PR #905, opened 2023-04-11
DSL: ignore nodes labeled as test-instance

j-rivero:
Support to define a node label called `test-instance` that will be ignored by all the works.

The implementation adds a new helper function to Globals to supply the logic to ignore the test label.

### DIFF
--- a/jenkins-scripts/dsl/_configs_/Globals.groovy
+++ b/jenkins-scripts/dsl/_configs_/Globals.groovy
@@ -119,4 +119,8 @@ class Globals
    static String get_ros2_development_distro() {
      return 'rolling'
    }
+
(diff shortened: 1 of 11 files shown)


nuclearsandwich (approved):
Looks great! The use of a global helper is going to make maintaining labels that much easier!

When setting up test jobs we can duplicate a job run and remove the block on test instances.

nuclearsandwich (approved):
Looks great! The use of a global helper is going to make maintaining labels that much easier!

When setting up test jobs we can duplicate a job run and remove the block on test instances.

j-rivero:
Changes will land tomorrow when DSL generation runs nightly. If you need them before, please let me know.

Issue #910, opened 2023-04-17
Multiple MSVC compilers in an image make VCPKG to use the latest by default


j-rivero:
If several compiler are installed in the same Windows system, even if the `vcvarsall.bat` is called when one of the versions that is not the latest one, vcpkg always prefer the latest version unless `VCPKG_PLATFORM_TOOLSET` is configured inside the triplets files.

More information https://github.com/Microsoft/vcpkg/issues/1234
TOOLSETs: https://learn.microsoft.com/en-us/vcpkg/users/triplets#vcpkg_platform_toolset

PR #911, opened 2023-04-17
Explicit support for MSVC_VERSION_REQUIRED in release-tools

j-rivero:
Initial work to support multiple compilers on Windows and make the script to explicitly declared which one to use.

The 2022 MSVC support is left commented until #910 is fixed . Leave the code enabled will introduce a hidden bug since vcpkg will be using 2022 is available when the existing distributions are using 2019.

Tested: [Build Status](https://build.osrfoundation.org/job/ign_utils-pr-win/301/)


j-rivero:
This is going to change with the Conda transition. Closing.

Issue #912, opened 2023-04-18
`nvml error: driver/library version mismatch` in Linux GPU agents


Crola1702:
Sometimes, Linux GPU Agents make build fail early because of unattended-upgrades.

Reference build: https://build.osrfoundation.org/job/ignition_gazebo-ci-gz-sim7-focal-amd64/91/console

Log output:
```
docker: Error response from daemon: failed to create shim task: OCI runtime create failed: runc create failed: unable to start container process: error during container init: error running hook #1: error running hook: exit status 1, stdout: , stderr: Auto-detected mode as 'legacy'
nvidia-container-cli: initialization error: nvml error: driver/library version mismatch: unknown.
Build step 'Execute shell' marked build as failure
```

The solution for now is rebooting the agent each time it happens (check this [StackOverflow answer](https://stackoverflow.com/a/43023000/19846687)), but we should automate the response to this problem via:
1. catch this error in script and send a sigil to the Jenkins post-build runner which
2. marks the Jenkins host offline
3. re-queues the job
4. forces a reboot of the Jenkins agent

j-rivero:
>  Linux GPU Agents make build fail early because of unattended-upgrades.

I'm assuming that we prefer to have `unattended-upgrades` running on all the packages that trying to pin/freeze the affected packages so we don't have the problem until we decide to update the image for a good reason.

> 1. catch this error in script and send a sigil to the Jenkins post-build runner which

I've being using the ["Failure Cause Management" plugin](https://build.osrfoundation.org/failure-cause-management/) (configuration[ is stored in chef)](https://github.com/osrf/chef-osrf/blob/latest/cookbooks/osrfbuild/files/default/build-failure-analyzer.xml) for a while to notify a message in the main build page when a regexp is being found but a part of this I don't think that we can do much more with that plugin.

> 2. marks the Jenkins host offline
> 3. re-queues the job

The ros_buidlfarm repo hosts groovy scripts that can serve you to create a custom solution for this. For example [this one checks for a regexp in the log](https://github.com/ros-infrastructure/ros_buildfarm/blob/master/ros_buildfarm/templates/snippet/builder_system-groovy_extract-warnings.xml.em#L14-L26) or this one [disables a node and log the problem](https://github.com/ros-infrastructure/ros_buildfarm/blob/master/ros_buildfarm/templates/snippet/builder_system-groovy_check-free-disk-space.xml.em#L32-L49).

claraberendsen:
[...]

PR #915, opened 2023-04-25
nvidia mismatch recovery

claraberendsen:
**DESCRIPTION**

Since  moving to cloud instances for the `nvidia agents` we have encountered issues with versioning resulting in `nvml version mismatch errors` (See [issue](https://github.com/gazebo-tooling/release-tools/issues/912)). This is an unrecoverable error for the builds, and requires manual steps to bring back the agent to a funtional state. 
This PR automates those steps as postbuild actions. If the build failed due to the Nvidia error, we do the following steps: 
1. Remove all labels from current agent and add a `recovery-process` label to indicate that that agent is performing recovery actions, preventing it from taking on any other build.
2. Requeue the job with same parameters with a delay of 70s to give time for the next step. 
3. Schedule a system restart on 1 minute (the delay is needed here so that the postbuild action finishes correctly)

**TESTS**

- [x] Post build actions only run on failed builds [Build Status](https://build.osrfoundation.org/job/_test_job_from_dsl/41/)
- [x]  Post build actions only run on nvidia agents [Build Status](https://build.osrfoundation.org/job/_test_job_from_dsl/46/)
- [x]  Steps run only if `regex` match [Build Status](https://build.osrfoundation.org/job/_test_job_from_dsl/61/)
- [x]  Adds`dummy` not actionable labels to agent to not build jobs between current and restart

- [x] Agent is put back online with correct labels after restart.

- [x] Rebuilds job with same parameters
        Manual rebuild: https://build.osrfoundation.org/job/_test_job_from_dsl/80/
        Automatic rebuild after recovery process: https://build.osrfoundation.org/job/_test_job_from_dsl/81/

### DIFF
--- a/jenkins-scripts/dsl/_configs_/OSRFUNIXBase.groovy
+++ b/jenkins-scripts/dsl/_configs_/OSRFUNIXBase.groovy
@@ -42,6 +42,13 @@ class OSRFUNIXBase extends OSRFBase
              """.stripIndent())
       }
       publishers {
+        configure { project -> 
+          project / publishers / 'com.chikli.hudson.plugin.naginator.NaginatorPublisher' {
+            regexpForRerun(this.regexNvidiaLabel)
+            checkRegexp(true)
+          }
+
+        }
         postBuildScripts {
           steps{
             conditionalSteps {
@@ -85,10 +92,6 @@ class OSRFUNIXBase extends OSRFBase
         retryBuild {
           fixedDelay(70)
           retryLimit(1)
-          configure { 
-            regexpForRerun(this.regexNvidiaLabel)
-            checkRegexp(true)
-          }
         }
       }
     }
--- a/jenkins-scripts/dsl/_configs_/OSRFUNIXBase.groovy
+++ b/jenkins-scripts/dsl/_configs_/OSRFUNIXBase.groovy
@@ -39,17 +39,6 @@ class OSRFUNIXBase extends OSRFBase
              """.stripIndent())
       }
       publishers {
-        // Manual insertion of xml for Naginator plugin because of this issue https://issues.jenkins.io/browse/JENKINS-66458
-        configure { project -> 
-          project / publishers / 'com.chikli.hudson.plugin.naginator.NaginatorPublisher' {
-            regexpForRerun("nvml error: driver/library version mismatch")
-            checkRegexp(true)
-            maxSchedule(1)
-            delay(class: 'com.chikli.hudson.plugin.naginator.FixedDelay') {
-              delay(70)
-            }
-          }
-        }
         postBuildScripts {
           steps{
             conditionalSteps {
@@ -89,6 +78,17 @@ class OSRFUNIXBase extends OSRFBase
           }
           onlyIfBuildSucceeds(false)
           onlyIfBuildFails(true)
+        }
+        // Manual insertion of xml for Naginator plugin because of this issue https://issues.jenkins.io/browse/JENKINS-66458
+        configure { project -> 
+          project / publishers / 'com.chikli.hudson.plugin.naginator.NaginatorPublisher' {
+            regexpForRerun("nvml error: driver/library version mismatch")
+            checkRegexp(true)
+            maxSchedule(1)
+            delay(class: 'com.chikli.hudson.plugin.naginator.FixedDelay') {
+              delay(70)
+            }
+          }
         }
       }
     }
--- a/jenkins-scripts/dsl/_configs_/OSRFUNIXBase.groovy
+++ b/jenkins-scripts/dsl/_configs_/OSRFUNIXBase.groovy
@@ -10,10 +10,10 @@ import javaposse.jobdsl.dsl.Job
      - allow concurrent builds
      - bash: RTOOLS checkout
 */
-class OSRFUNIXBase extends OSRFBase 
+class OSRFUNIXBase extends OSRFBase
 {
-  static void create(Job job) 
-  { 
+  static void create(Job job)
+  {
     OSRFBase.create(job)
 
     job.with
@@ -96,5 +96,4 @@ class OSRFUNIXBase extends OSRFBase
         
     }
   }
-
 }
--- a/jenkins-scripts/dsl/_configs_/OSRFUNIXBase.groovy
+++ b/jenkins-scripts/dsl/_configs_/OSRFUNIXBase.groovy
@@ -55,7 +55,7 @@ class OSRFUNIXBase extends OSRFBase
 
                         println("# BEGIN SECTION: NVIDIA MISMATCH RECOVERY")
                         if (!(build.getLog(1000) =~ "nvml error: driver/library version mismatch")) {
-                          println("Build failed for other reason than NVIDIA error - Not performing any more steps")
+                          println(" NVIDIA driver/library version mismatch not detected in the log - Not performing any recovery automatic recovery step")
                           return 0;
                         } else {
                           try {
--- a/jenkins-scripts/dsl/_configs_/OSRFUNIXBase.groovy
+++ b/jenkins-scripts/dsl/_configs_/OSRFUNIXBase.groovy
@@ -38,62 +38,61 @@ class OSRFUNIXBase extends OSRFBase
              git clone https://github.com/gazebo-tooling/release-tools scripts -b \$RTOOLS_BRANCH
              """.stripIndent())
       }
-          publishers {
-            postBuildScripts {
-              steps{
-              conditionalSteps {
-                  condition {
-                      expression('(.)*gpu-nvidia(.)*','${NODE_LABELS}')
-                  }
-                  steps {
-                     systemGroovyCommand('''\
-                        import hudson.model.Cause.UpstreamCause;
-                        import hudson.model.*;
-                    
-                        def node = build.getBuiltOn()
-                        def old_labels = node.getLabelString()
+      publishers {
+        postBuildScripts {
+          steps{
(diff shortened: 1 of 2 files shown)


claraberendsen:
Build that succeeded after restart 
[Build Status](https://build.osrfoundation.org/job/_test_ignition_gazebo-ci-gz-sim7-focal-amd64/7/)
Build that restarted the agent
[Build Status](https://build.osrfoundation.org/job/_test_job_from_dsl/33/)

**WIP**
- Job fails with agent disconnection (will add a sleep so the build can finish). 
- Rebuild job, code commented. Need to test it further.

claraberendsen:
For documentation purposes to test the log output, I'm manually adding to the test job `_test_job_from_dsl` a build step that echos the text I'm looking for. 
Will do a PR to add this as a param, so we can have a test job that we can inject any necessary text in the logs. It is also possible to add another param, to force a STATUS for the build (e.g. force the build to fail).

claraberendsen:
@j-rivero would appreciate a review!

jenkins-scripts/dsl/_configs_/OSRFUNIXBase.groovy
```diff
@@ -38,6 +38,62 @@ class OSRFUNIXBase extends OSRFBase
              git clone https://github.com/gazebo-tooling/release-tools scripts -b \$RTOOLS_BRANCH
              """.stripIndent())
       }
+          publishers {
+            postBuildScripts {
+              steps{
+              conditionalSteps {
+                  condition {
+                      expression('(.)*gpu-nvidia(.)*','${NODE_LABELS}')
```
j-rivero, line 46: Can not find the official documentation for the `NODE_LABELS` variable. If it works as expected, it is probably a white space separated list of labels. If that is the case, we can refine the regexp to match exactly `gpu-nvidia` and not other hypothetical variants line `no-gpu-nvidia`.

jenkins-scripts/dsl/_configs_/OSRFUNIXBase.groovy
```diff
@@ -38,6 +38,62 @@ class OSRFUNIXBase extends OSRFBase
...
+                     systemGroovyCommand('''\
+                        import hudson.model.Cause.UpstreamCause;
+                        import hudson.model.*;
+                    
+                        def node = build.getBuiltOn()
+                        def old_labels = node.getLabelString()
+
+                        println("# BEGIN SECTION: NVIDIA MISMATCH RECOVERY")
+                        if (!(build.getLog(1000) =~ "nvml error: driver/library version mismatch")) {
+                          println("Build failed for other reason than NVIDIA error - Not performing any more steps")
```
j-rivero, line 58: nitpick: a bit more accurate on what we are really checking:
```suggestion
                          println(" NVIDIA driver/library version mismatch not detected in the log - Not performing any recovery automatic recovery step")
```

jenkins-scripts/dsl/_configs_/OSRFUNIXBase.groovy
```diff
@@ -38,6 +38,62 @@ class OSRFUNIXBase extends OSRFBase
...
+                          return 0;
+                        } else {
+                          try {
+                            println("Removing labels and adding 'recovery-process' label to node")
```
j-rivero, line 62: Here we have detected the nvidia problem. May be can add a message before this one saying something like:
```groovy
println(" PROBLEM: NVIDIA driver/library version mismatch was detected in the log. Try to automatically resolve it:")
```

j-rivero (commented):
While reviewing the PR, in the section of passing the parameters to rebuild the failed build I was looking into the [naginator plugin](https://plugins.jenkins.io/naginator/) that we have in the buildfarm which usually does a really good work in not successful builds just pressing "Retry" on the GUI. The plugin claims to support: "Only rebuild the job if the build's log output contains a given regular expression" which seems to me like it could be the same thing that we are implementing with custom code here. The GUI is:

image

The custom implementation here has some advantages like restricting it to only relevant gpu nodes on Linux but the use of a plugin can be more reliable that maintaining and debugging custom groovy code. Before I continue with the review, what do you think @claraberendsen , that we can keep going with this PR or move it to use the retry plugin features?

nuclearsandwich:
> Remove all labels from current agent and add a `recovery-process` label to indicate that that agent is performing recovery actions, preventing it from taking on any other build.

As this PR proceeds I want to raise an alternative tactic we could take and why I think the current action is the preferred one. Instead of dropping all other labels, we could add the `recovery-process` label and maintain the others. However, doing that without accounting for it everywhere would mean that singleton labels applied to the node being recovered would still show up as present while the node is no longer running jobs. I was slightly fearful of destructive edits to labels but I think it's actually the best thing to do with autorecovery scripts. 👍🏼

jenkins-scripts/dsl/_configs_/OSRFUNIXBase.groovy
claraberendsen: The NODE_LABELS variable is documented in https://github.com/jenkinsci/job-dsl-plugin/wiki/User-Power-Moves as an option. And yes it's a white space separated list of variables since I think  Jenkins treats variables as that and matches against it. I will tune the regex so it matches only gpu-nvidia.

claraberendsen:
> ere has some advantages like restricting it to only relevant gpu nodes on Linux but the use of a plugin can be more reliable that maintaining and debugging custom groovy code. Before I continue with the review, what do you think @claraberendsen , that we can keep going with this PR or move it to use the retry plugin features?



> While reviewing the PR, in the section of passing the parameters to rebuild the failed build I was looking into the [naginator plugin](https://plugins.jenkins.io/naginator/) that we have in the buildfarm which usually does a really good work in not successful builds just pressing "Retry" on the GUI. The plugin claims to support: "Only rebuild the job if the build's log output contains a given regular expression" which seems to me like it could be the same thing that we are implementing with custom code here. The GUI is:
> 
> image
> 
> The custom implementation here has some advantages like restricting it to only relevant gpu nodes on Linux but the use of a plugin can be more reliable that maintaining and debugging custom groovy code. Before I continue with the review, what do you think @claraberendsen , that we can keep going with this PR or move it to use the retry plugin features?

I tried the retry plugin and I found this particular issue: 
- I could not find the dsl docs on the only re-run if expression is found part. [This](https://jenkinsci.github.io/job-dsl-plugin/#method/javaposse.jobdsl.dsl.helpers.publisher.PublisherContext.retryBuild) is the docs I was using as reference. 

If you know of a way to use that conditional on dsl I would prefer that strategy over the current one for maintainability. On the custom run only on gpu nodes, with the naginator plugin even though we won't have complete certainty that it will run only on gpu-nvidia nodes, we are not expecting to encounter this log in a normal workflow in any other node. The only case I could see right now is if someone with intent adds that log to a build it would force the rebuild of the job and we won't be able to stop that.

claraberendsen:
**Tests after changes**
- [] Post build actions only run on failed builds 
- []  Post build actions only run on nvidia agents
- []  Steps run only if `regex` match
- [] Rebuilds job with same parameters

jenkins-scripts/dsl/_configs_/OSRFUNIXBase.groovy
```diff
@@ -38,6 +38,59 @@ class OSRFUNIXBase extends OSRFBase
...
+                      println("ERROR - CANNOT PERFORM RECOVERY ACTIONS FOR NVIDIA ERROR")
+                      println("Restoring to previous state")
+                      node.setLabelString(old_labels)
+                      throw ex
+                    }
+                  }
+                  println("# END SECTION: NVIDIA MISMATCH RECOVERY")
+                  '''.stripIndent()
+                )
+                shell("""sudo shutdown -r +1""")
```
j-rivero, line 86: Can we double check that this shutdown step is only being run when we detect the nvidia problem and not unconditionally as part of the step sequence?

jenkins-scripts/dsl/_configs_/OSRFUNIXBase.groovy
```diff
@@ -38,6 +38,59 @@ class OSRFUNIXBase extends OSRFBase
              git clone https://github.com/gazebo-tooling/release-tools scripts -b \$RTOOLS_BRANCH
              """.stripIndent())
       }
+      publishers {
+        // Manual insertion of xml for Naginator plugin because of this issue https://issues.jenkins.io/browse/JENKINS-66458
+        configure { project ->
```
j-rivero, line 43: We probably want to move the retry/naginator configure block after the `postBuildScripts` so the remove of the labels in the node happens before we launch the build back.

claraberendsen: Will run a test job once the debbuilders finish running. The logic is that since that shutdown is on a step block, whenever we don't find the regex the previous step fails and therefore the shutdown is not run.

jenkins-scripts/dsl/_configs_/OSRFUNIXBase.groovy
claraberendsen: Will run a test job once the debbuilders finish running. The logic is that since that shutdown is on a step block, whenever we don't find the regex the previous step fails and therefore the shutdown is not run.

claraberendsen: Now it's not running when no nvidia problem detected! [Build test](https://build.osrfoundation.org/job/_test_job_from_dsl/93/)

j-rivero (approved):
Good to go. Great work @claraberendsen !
================
Reproduce every line of the material above that has the string "separated".

- **Response to the task**
j-rivero, line 46: Can not find the official documentation for the `NODE_LABELS` variable. If it works as expected, it is probably a white space separated list of labels. If that is the case, we can refine the regexp to match exactly `gpu-nvidia` and not other hypothetical variants line `no-gpu-nvidia`.
claraberendsen: The NODE_LABELS variable is documented in https://github.com/jenkinsci/job-dsl-plugin/wiki/User-Power-Moves as an option. And yes it's a white space separated list of variables since I think  Jenkins treats variables as that and matches against it. I will tune the regex so it matches only gpu-nvidia.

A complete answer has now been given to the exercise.